### What this task involves
Locate every line below that contains the word "const" and copy it.

### Data provided
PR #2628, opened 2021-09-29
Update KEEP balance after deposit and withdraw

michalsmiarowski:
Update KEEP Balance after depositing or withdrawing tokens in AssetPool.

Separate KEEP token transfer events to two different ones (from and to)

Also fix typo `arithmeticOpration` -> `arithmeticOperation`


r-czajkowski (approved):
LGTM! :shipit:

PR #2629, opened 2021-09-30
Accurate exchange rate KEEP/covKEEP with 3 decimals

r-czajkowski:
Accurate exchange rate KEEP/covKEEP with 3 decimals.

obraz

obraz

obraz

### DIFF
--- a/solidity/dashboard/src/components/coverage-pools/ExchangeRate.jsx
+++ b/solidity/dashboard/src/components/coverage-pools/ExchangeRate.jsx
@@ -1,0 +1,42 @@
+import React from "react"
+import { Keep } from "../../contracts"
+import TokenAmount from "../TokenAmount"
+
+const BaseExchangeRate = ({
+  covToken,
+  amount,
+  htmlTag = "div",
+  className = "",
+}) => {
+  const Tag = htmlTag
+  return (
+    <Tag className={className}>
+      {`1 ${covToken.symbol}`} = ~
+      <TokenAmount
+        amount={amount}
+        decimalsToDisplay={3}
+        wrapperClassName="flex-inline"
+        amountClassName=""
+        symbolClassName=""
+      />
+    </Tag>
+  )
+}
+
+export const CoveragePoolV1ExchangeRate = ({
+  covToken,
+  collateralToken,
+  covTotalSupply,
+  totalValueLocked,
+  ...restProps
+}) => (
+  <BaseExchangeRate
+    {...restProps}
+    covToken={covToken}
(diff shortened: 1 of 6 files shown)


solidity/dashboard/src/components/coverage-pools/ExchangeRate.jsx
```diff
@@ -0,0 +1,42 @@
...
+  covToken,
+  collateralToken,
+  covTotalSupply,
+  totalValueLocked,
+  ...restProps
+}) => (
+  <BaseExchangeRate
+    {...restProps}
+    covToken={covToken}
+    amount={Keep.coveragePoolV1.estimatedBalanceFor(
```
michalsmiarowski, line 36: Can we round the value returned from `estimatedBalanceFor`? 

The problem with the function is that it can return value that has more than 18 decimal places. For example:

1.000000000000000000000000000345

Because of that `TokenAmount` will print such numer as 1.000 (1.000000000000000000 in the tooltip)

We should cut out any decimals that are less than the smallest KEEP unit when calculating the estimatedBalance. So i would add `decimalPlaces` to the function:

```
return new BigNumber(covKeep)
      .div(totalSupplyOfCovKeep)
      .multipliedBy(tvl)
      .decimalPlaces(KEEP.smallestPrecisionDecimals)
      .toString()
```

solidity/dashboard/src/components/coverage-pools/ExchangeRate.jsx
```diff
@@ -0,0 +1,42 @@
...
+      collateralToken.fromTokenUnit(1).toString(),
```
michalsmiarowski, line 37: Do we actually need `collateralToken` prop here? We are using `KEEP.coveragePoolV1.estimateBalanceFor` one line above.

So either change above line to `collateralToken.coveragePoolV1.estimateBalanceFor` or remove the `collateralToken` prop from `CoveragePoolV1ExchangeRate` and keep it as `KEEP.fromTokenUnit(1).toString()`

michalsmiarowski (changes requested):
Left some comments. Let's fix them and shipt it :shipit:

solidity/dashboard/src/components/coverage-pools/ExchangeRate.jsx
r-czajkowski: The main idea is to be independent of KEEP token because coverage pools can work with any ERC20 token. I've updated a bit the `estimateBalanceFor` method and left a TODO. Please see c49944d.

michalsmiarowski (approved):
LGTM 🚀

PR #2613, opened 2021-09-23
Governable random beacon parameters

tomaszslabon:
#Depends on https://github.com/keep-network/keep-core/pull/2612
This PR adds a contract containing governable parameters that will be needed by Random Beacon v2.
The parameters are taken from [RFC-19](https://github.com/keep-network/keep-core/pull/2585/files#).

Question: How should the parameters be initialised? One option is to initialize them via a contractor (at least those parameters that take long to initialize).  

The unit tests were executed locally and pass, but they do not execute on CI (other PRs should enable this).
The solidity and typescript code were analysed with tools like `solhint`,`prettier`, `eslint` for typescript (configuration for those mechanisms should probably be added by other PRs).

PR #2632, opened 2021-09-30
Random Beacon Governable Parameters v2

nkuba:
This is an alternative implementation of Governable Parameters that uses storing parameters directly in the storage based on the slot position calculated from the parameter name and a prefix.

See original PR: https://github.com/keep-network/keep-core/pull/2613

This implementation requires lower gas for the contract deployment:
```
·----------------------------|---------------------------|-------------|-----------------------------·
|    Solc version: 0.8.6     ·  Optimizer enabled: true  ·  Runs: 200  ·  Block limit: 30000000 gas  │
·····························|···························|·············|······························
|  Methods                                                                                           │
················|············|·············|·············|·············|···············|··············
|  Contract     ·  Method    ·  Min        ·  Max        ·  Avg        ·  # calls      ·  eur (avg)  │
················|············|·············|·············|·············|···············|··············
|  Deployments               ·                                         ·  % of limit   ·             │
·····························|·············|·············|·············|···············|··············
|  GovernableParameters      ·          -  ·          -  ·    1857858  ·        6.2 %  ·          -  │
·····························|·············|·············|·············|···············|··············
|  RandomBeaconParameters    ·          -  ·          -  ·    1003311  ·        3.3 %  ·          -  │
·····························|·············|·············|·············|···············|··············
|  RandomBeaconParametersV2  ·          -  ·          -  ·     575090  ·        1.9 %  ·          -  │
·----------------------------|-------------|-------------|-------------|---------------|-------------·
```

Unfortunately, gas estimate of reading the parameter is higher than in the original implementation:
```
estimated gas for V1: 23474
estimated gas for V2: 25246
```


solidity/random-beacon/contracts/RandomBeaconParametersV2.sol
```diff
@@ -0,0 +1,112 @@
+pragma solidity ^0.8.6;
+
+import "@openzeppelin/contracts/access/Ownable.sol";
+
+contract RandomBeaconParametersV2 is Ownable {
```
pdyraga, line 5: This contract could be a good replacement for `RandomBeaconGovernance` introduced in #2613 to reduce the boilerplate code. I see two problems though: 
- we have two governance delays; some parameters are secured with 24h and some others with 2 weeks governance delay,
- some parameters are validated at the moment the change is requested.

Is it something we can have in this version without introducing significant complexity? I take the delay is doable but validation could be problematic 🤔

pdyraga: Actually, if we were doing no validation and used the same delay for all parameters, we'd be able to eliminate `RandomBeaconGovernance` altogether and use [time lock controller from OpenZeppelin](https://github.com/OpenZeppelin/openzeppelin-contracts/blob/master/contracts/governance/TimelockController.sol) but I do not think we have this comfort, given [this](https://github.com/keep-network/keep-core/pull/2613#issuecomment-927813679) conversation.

### Exercise answer
+const BaseExchangeRate = ({
+  const Tag = htmlTag
+export const CoveragePoolV1ExchangeRate = ({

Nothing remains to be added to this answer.